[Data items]
-- Opening Marker --

PR #486, opened 2015-03-16
WIP: Strict option for recurrent

dmitriy-serdyuk:
I started work on implementing `strict` option in `recurrent` which [is going to be introduced in theano for scan](https://github.com/Theano/Theano/pull/2622). 

Currently I'm a bit stuck, because I need to provide all the shared variables to the scan function. Seems, that it can be easily done in `recurrent` decorator. But I don't understand if it is possible to extract information about brick parameters and substitute it with the parameters from scan.

@rizar @bartvm 
Thank you for your help!

### DIFF
--- a/blocks/algorithms/__init__.py
+++ b/blocks/algorithms/__init__.py
@@ -194,8 +194,7 @@ class GradientDescent(DifferentiableCostMinimizer):
             logger.info("Taking the cost gradient")
             self.gradients = dict(
                 equizip(self.params, tensor.grad(self.cost, self.params,
-                                                 known_grads=known_grads,
-                                                 add_names=True)))
+                                                 known_grads=known_grads)))
             logger.info("The cost gradient computation graph is built")
         else:
             if known_grads:
--- a/blocks/algorithms/__init__.py
+++ b/blocks/algorithms/__init__.py
@@ -3,13 +3,16 @@ import logging
 import itertools
 from abc import ABCMeta, abstractmethod
 from collections import OrderedDict
+from six.moves import reduce
+
+from picklable_itertools.extras import equizip
 
 import theano
 from six import add_metaclass
 from theano import tensor
 
 from blocks.graph import ComputationGraph
-from blocks.utils import dict_subset, named_copy, shared_floatx, equizip
+from blocks.utils import dict_subset, named_copy, shared_floatx
 from blocks.theano_expressions import l2_norm
 
 logger = logging.getLogger(__name__)
@@ -572,6 +575,80 @@ class StepClipping(StepRule):
             (param, step * multiplier)
             for param, step in previous_steps.items())
         return steps, []
+
+
+class VariableClipping(StepRule):
+    """Clip the maximum norm of individual variables along certain axes.
+
+    This :class:`StepRule` can be used to implement L2 norm constraints on
+    e.g. the weight vectors of individual hidden units, convolutional
+    filters or entire weight tensors. Combine with :class:`Restrict`
+    (and possibly :class:`CompositeRule`), to apply such constraints only
+    to certain variables and/or apply different norm constraints to
+    different variables.
+
+    Parameters
+    ----------
+    threshold : float
+        Maximum norm for a given (portion of a) tensor.
+    axes : iterable, optional
+        An iterable collection of integer axes over which to
+        sum in order to calculate the L2 norm. If `None`
+        (the default), the norm is computed over all elements
+        of the tensor.
+
+    Notes
+    -----
+    Because of the way the :class:`StepRule` API works, this particular
+    rule implements norm clipping of the value *after* update in the
+    following way: it computes ``param - previous_step``, scales it
+    to have (possibly axes-wise) norm(s) of at most `threshold`,
+    then subtracts *that* value from `param` to yield an 'equivalent
+    step' that respects the desired norm constraints. This procedure
+    implicitly assumes one is doing simple (stochastic) gradient descent,
+    and so steps computed by this step rule may not make sense for use
+    in other contexts.
+
+    Investigations into max-norm regularization date from [Srebro2005]_.
+    The first appearance of this technique as a regularization method
+    for the weight vectors of individual hidden units in feed-forward
+    neural networks may be [Hinton2012]_.
+
+    .. [Srebro2005] Nathan Srebro and Adi Shraibman.
+       "Rank, Trace-Norm and Max-Norm". *18th Annual Conference
+       on Learning Theory (COLT)*, June 2005.
+
+    .. [Hinton2012] Geoffrey E. Hinton, Nitish Srivastava,
+       Alex Krizhevsky, Ilya Sutskever, Ruslan R. Salakhutdinov.
+       "Improving neural networks by preventing co-adaptation of
+       feature detectors". arXiv:1207.0580.
+
+    """
+    def __init__(self, threshold, axes=None):
+        axes = axes if axes is not None else ()
+        self.axes = set(axes)
+        self.threshold = shared_floatx(threshold)
+        if len(axes) != len(self.axes):
+            raise ValueError("axes must be unique")
+
+    def compute_step(self, param, previous_step):
+        if any(axis >= previous_step.ndim for axis in self.axes):
+            raise ValueError("Invalid axes {} for {}, ndim={}".format(
+                self.axes, param, previous_step.ndim))
+        if len(self.axes) == 0:
+            norms = l2_norm([param - previous_step])
+        else:
+            squares = tensor.sqr(param - previous_step)
+            norms = tensor.sqrt(
+                reduce(lambda t, a: t.sum(axis=a, keepdims=True),
+                       sorted(self.axes), squares))
+        # We want a step s* that is the same as scaling (param - previous_step)
+        # by threshold / norm when threshold < norm.
+        shrinking_step = (param -
+                          (self.threshold / norms) * (param - previous_step))
+        return tensor.switch(norms > self.threshold,
+                             shrinking_step,
+                             previous_step), ()
 
 
 class Adam(StepRule):
--- a/blocks/algorithms/__init__.py
+++ b/blocks/algorithms/__init__.py
@@ -194,7 +194,8 @@ class GradientDescent(DifferentiableCostMinimizer):
             logger.info("Taking the cost gradient")
             self.gradients = dict(
                 equizip(self.params, tensor.grad(self.cost, self.params,
-                                                 known_grads=known_grads)))
+                                                 known_grads=known_grads,
+                                                 add_names=True)))
             logger.info("The cost gradient computation graph is built")
         else:
             if known_grads:
--- a/blocks/algorithms/__init__.py
+++ b/blocks/algorithms/__init__.py
@@ -9,7 +9,7 @@ from six import add_metaclass
 from theano import tensor
 
 from blocks.graph import ComputationGraph
-from blocks.utils import dict_subset, named_copy, shared_floatx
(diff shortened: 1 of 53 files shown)


rizar:
Interesting, so it turns out that putting shared variables in `non_sequence` list does make sense, hmm, I thought it doesn't..

So far it seems to me that a proper solution would be to just fix that in Theano, but looks like it can take some time.

Temporarily we could do the following in Blocks:

- assume that only shared variables that are arguments of a recurrent application method or parameters of the brick or its children will be used in the computation graph

- with this assumption we can collect them using `Selector.get_params`, see `blocks/select.py`

- in `scan_function` we can substitute them with placeholders given by `theano.scan` using `ComputationGraph.replace`

I would be curious if it actually reduce `tensor.grad` and `theano.function` times.

bartvm:
I don't understand the placeholder and replace part. Can't we just get the parameters, and then pass them all as `non_sequences`?

It's very model dependent, but apparently it massively reduces `tensor.grad` as well as computation time in cases where you have multiple scans following each other (e.g. 4-5+ scans dependent on each other in your model). For most normal models (e.g. 1-2 scans) the advantage is muss less noticeable.

blocks/algorithms/__init__.py
```diff
@@ -194,7 +194,8 @@ def __init__(self, step_rule=None, gradients=None, known_grads=None,
             logger.info("Taking the cost gradient")
             self.gradients = dict(
                 equizip(self.params, tensor.grad(self.cost, self.params,
-                                                 known_grads=known_grads)))
+                                                 known_grads=known_grads,
+                                                 add_names=True)))
```
bartvm: `add_names` is `True` by default, no need to pass it.

rizar:
> I don't understand the placeholder and replace part. Can't we just get the parameters, and then pass them all as non_sequences?

I am not sure here about what actually `non_sequences` parameter means. In definitely adds new arguments to the scan function, but do you mean that they are the same as `non_sequences` elements?

bartvm:
`non_sequences` just takes variables that are used by your `scan` function, but that aren't looped over i.e. they aren't changed. From the Theano documentation:

> The list of non_sequences can also contain shared variables used in the function, though scan is able to figure those out on its own so they can be skipped. For the clarity of the code we recommend though to provide them to scan.

Now it turns out that this isn't just clarity of code. When there are many scans in a graph, Theano has a lot of difficulty figuring out which shared variables it needs, and it actually ends up re-computing some things that depend on shared variables. The solution to this is to pass all shared variables that are/could be used in the scan function as `non_sequences`, and pass `strict=True` to make sure Theano doesn't try to figure it out itself.

So I think something like this in the `recurrent` wrapper should be enough, no?

```python
# Find all shared variables
params = list(Selector(brick).get_params().values())
# Add them to non_sequences
non_sequences = list(contexts_given.values()) + params
# Just make `scan_function` discard them before calling `application_function`
```

rizar:
Okay, I know all that, but I also thought, possibly erroneously, that the arguments of the scan function should be used instead of `non_sequences`, those mentioned in the docs as 

```   
* all other arguments (the list given as `non_sequences` to
  scan)
```

Otherwise the scheme you proposed looks good.

bartvm:
I'm not sure I understand what you are saying. The documentation about giving variables as arguments alone, and not passing them as `non_sequences` says:

> To some extend [sic] scan can also figure out other non sequences (not shared) even if not passed to scan (but used by fn).

> One can opt to exclude variable used in fn from this list as long as they are part of the computational graph, though for clarity we encourage not to do so.

Basically, it's possible, but not recommended for clarity, and now it turns out it's also not recommended for performance.

dmitriy-serdyuk:
Great, seems, that discarding the shared variables works nice. I'll try to run my experiments and see if it improves memory consumption/speed in practice.

dmitriy-serdyuk:
I just talked to @lamblin and he said, that the scan may create a different non-sequence variable inside scan function. I'll try to investigate it.

dmitriy-serdyuk:
Well, seems, that a simple test shows, that the variables are the same:
```python
w = shared(np.ones((5, 5)))
def foo(x_in, w_in):
    assert w is w_in
    return w.dot(x_i)

x = tensor.matrix('x')
scan(fn=foo, sequences=[x], non_sequences=[w])
```

lamblin:
Just some clarification, after discussion with @kyunghyuncho: for performance, what is important is to pass as non-sequences *the immediate inputs of the loop*, if they depend only on shared variables, not the shared variables themselves.
For instance, if you have

    w = th.shared(some_matrix)
    x = some_complex_graph(w.T)
    y = tt.vector()
    z = th.scan(lambda y_i: x * y_i, sequences=[y])

you will not get any speed up by doing:

    z_bad = th.scan(lambda y_i, w: x * y_i, sequences=[y], non_sequences=[w])

what will help is doing:

    z_good = th.scan(lambda y_i, x: x * y_i, sequences=[y], non_sequences=[x])

I don't know how it translates to the current case, but trying to scrape the shared variables at the leaf nodes will probably be less helpful than passing the result of computation depending on them.

rizar:
@lamblin , thanks for clarification!

@dmitriy-serdyuk , we should already have what @lamblin suggests, there is even a warning [here](https://github.com/bartvm/blocks/blob/master/blocks/bricks/recurrent.py#L157) raised when one forgets to mention some of the contexts he uses. You can try to also add all shared variables and tell us if there is a performance difference, but I doubt that there will be any.

@bartvm , see @dmitriy-serdyuk code snippet above, I though that `assert w is w_in` not always holds, and I still don't know whether it's true. @lamblin , are the elements of `non_sequences` and the resulting additional arguments to the scan function the same variables or can they differ?

lamblin:
@rizar I am actually not sure. In general there is no guarantee (obviously the slices from `sequences` and the original sequences are not the same variable), it really depends on the current implementation of the `theano.scan` wrapper function. In particular, if the shared variable has a default update rule, I think it gets cloned or mapped to a non-shared variable.

lamblin:
Actually, [`safe_new`](https://github.com/Theano/Theano/blob/master/theano/scan_module/scan_utils.py#L37), which create a new variable, seems to be called:
- for shared variables with an update rule: https://github.com/Theano/Theano/blob/master/theano/scan_module/scan.py#L848
- for shared variables without an update rule: https://github.com/Theano/Theano/blob/master/theano/scan_module/scan.py#L917
- for non-sequences: https://github.com/Theano/Theano/blob/master/theano/scan_module/scan.py#L908

I guess that when `scan_fn(...)` gets called, the shared input variable is the same as in the output graph, but it will actually get cloned and replaced when building the graph of the inner theano function.

rizar:
@lamblin , to be honest I got even more confused from your answer :)

Let me formulate it simple: if add a single variable `a` in my `non_sequences` list, do I have to ensure that not `a` used in the scan function, but the corresponding argument for the scan function, that is the last argument of the scan function?

kyunghyuncho:
@rizar

Adding unused variables in non_sequences is find. theano.scan "pseudo-"
evaluates the inner function to grab all possible input variables, and
"only" those will be considered. With strict=True, any of these variables
found by the pseudo-evaluation must be present in any of the arguments to
theano.scan (sequences or non_sequences).

bartvm:
I think @rizar's question is slightly different. If I understand correctly, the question is whether this is allowed:

```python
a = theano.shared(numpy.random.rand(10))
def fn(b):
    return a + 1
theano.scan(fn=fn, non_sequences=[a])
```

That is, is the instance `a` outside of `scan` different from the instance `b` inside of `scan`? And does it matter which one of the two we use? The reason we want to do that is because bricks normally save their parameters as instance attributes, so they don't use the argument that was passed to the `scan` function.

bartvm:
Talking about this offline with @kyunghyuncho, he said he thinks it's fine to not use the arguments to scan, but another reference to the same object.

We need to keep in mind that RNGs are also shared variables, so when using `strict=True` I believe you strictly speaking need to pass those as `non_sequences` too. However, it is often much faster to create the noise outside of `scan` and pass it as a sequence, so I would be fine with not supporting RNGs in `strict=True` mode with a mention of this in the documentation.

blocks/bricks/recurrent.py
```diff
@@ -185,7 +187,7 @@ def scan_function(*args):
                 args = list(args)
                 arg_names = (list(sequences_given) + list(states_given) +
                              list(contexts_given))
-                kwargs = dict(equizip(arg_names, args))
+                kwargs = dict(zip(arg_names, args))
```
rizar: This is not cool to make such changes without any explanations.

rizar: Oh I got it, you want to get rid to trailing arguments. But this is not the nicest way to do it, replacing a safe zip with a completely unsafe one. You should rather do `equizip(arg_names, args[-len(shared_vars):])`.

blocks/bricks/recurrent.py
```diff
@@ -198,12 +200,22 @@ def scan_function(*args):
             outputs_info = (list(states_given.values()) +
                             [None] * (len(application.outputs) -
                                       len(application.states)))
+            if config.scan_strict:
+                # Find all shared variables
+                shared_vars = list(Selector(brick).get_params().values())
```
rizar: We can always add `shared_vars` to `non_sequences`, regardless whether strict is `True` or false.

That I suggest that Blocks always operates in strict compatible mode, the user just has to declare explicitly that he wants to take a risk and pass `strict` to Theano.

By the way, we could make `strict` a keyword argument of `recurrent_apply`, similarly to `iterate` and `return_initial_states`. That would give nice fine-grained control to the user.

rizar:
@bartvm , just a note that `SequenceGenerator.generate` has random generation inside the scan.

But if we made `strict` an argument of `recurrent_apply`, the user can always not give `strict=True` when working with this application method.

blocks/bricks/recurrent.py
bartvm: Agreed that `strict = kwargs.pop('strict', config.scan_strict)` would be nice. Don't forget to add it to the docstring in that case.

dmitriy-serdyuk: Right, it's better than introducing a new global configuration parameter.

bartvm: I think you should leave the global configuration, but use it like I
suggested in my code snippet. It'd be nice if a user can speed things up
easily by just setting one flag, while maintaining fine-grained control
when needed.

blocks/bricks/recurrent.py
```diff
@@ -180,12 +182,21 @@ def recurrent_apply(brick, application, application_call,
             for name, state in states_given.items():
                 states_given[name] = tensor.unbroadcast(state,
                                                         *range(state.ndim))
+            if config.scan_strict:
+                # Find all shared variables
+                shared_vars = list(Selector(brick).get_params().values())
+                # Just make `scan_function` discard them before calling
+                # `application_function`
+                strict = {'strict': True}
```
rizar: I do not see `strict` as a new keyword argument. Do you plan to add it?

Also there is something wrong with your branch that does not let the tests run, can you check why it can not be merged into `master`?

dmitriy-serdyuk: Yes, I do. I still haven't had a chance to check if this PR gets any improvement.

rizar:
What is the status of this PR?

dmitriy-serdyuk:
I carefully measured the speed and I didn't get any improvement. I guess, the main part of this trick is to preaggregate variables which can be aggregated outside of the scan. But we are doing it already (for linear transformation of inputs, for example). 

So, I'm closing this PR. But if you have any ideas why it doesn't work and how to fix it, I'm ready to continue my work.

-- Closing Marker --

• [Task directions]: Your answer must be one number: the count of lines in the entries that contain the string "ValueError".

• [Solution for this task]: 2